((

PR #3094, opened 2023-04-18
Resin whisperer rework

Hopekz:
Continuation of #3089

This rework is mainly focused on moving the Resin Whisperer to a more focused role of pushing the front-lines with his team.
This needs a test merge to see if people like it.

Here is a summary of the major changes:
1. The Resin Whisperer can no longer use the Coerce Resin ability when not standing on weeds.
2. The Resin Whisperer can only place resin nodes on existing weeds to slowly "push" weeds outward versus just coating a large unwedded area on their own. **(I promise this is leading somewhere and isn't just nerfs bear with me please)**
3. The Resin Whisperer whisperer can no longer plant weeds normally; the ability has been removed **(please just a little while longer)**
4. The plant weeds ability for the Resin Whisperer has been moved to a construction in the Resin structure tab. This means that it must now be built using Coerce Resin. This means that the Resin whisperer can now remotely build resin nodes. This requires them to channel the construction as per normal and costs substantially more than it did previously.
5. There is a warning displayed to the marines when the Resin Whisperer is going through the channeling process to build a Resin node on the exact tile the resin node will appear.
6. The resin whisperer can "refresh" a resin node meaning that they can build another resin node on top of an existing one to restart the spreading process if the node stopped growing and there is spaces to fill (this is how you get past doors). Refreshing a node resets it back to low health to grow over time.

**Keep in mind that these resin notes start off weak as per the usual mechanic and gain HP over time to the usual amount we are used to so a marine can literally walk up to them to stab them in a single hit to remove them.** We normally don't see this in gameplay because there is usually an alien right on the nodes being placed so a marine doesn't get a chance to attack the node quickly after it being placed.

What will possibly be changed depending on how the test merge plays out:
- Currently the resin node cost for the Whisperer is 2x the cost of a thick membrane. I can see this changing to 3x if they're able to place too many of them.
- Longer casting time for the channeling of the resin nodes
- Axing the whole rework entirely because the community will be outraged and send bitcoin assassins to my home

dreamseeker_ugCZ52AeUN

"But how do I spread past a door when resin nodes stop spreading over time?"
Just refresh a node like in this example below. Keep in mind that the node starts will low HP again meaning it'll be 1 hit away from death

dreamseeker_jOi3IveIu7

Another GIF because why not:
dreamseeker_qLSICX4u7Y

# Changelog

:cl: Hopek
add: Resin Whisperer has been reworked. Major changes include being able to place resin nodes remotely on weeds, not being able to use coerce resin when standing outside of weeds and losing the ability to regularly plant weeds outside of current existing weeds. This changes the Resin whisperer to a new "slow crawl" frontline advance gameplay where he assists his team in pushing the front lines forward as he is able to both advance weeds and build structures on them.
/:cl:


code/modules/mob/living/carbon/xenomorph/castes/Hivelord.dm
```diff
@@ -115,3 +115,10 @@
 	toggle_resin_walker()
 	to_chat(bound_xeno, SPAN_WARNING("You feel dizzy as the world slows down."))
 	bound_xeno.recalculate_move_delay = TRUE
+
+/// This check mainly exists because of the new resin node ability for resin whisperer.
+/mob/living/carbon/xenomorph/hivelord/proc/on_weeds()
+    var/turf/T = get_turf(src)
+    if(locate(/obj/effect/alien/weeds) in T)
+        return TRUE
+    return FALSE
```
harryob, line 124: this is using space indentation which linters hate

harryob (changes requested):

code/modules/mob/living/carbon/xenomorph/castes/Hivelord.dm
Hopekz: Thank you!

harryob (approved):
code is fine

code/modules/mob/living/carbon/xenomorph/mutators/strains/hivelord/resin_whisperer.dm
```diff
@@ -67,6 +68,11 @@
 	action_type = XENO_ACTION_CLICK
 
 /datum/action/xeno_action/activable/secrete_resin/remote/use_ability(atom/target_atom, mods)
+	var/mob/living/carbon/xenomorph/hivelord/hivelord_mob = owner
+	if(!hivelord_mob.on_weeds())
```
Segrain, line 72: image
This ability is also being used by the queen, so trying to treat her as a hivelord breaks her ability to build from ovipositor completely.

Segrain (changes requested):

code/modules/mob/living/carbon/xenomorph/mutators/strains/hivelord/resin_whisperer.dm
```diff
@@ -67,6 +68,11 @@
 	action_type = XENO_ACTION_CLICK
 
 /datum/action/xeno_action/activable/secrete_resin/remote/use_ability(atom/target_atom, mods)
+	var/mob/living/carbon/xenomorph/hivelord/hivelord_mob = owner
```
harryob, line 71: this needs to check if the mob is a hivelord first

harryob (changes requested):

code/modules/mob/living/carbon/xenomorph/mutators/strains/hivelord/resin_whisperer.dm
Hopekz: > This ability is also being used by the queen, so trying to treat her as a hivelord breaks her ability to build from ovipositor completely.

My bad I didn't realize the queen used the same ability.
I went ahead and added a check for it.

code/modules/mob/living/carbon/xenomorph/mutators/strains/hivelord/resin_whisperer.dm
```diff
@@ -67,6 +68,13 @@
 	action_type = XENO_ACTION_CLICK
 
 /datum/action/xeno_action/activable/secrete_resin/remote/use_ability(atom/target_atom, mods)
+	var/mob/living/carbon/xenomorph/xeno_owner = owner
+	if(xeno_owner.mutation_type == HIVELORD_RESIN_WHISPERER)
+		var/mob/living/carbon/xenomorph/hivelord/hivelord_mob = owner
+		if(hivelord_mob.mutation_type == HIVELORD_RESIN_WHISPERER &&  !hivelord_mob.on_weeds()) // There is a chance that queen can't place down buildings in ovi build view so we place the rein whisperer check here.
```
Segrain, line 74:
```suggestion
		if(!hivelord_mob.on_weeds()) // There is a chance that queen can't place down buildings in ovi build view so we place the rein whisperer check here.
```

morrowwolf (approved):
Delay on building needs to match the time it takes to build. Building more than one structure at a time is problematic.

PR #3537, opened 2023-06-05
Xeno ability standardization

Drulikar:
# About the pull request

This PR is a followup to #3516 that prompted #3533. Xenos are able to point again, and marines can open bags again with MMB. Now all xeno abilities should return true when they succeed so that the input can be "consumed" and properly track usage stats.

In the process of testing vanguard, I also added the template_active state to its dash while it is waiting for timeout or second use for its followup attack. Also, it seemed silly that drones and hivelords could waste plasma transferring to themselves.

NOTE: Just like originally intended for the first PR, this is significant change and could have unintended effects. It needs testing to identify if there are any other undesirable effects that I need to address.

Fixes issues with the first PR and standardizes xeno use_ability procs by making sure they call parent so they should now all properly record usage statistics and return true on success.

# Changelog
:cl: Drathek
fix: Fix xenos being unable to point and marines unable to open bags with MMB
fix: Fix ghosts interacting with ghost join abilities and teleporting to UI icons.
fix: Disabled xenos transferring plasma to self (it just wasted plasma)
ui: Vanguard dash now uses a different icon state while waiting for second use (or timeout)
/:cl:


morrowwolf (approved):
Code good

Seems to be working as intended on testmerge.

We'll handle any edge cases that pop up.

))

### What is required
Each entry above is to be repeated exactly as it appears.

### Solution for this exercise
PR #3094, opened 2023-04-18
Resin whisperer rework

Hopekz:
Continuation of #3089

This rework is mainly focused on moving the Resin Whisperer to a more focused role of pushing the front-lines with his team.
This needs a test merge to see if people like it.

Here is a summary of the major changes:
1. The Resin Whisperer can no longer use the Coerce Resin ability when not standing on weeds.
2. The Resin Whisperer can only place resin nodes on existing weeds to slowly "push" weeds outward versus just coating a large unwedded area on their own. **(I promise this is leading somewhere and isn't just nerfs bear with me please)**
3. The Resin Whisperer whisperer can no longer plant weeds normally; the ability has been removed **(please just a little while longer)**
4. The plant weeds ability for the Resin Whisperer has been moved to a construction in the Resin structure tab. This means that it must now be built using Coerce Resin. This means that the Resin whisperer can now remotely build resin nodes. This requires them to channel the construction as per normal and costs substantially more than it did previously.
5. There is a warning displayed to the marines when the Resin Whisperer is going through the channeling process to build a Resin node on the exact tile the resin node will appear.
6. The resin whisperer can "refresh" a resin node meaning that they can build another resin node on top of an existing one to restart the spreading process if the node stopped growing and there is spaces to fill (this is how you get past doors). Refreshing a node resets it back to low health to grow over time.

**Keep in mind that these resin notes start off weak as per the usual mechanic and gain HP over time to the usual amount we are used to so a marine can literally walk up to them to stab them in a single hit to remove them.** We normally don't see this in gameplay because there is usually an alien right on the nodes being placed so a marine doesn't get a chance to attack the node quickly after it being placed.

What will possibly be changed depending on how the test merge plays out:
- Currently the resin node cost for the Whisperer is 2x the cost of a thick membrane. I can see this changing to 3x if they're able to place too many of them.
- Longer casting time for the channeling of the resin nodes
- Axing the whole rework entirely because the community will be outraged and send bitcoin assassins to my home

dreamseeker_ugCZ52AeUN

"But how do I spread past a door when resin nodes stop spreading over time?"
Just refresh a node like in this example below. Keep in mind that the node starts will low HP again meaning it'll be 1 hit away from death

dreamseeker_jOi3IveIu7

Another GIF because why not:
dreamseeker_qLSICX4u7Y

# Changelog

:cl: Hopek
add: Resin Whisperer has been reworked. Major changes include being able to place resin nodes remotely on weeds, not being able to use coerce resin when standing outside of weeds and losing the ability to regularly plant weeds outside of current existing weeds. This changes the Resin whisperer to a new "slow crawl" frontline advance gameplay where he assists his team in pushing the front lines forward as he is able to both advance weeds and build structures on them.
/:cl:


code/modules/mob/living/carbon/xenomorph/castes/Hivelord.dm
```diff
@@ -115,3 +115,10 @@
 	toggle_resin_walker()
 	to_chat(bound_xeno, SPAN_WARNING("You feel dizzy as the world slows down."))
 	bound_xeno.recalculate_move_delay = TRUE
+
+/// This check mainly exists because of the new resin node ability for resin whisperer.
+/mob/living/carbon/xenomorph/hivelord/proc/on_weeds()
+    var/turf/T = get_turf(src)
+    if(locate(/obj/effect/alien/weeds) in T)
+        return TRUE
+    return FALSE
```
harryob, line 124: this is using space indentation which linters hate

harryob (changes requested):

code/modules/mob/living/carbon/xenomorph/castes/Hivelord.dm
Hopekz: Thank you!

harryob (approved):
code is fine

code/modules/mob/living/carbon/xenomorph/mutators/strains/hivelord/resin_whisperer.dm
```diff
@@ -67,6 +68,11 @@
 	action_type = XENO_ACTION_CLICK
 
 /datum/action/xeno_action/activable/secrete_resin/remote/use_ability(atom/target_atom, mods)
+	var/mob/living/carbon/xenomorph/hivelord/hivelord_mob = owner
+	if(!hivelord_mob.on_weeds())
```
Segrain, line 72: image
This ability is also being used by the queen, so trying to treat her as a hivelord breaks her ability to build from ovipositor completely.

Segrain (changes requested):

code/modules/mob/living/carbon/xenomorph/mutators/strains/hivelord/resin_whisperer.dm
```diff
@@ -67,6 +68,11 @@
 	action_type = XENO_ACTION_CLICK
 
 /datum/action/xeno_action/activable/secrete_resin/remote/use_ability(atom/target_atom, mods)
+	var/mob/living/carbon/xenomorph/hivelord/hivelord_mob = owner
```
harryob, line 71: this needs to check if the mob is a hivelord first

harryob (changes requested):

code/modules/mob/living/carbon/xenomorph/mutators/strains/hivelord/resin_whisperer.dm
Hopekz: > This ability is also being used by the queen, so trying to treat her as a hivelord breaks her ability to build from ovipositor completely.

My bad I didn't realize the queen used the same ability.
I went ahead and added a check for it.

code/modules/mob/living/carbon/xenomorph/mutators/strains/hivelord/resin_whisperer.dm
```diff
@@ -67,6 +68,13 @@
 	action_type = XENO_ACTION_CLICK
 
 /datum/action/xeno_action/activable/secrete_resin/remote/use_ability(atom/target_atom, mods)
+	var/mob/living/carbon/xenomorph/xeno_owner = owner
+	if(xeno_owner.mutation_type == HIVELORD_RESIN_WHISPERER)
+		var/mob/living/carbon/xenomorph/hivelord/hivelord_mob = owner
+		if(hivelord_mob.mutation_type == HIVELORD_RESIN_WHISPERER &&  !hivelord_mob.on_weeds()) // There is a chance that queen can't place down buildings in ovi build view so we place the rein whisperer check here.
```
Segrain, line 74:
```suggestion
		if(!hivelord_mob.on_weeds()) // There is a chance that queen can't place down buildings in ovi build view so we place the rein whisperer check here.
```

morrowwolf (approved):
Delay on building needs to match the time it takes to build. Building more than one structure at a time is problematic.

PR #3537, opened 2023-06-05
Xeno ability standardization

Drulikar:
# About the pull request

This PR is a followup to #3516 that prompted #3533. Xenos are able to point again, and marines can open bags again with MMB. Now all xeno abilities should return true when they succeed so that the input can be "consumed" and properly track usage stats.

In the process of testing vanguard, I also added the template_active state to its dash while it is waiting for timeout or second use for its followup attack. Also, it seemed silly that drones and hivelords could waste plasma transferring to themselves.

NOTE: Just like originally intended for the first PR, this is significant change and could have unintended effects. It needs testing to identify if there are any other undesirable effects that I need to address.

Fixes issues with the first PR and standardizes xeno use_ability procs by making sure they call parent so they should now all properly record usage statistics and return true on success.

# Changelog
:cl: Drathek
fix: Fix xenos being unable to point and marines unable to open bags with MMB
fix: Fix ghosts interacting with ghost join abilities and teleporting to UI icons.
fix: Disabled xenos transferring plasma to self (it just wasted plasma)
ui: Vanguard dash now uses a different icon state while waiting for second use (or timeout)
/:cl:


morrowwolf (approved):
Code good

Seems to be working as intended on testmerge.

We'll handle any edge cases that pop up.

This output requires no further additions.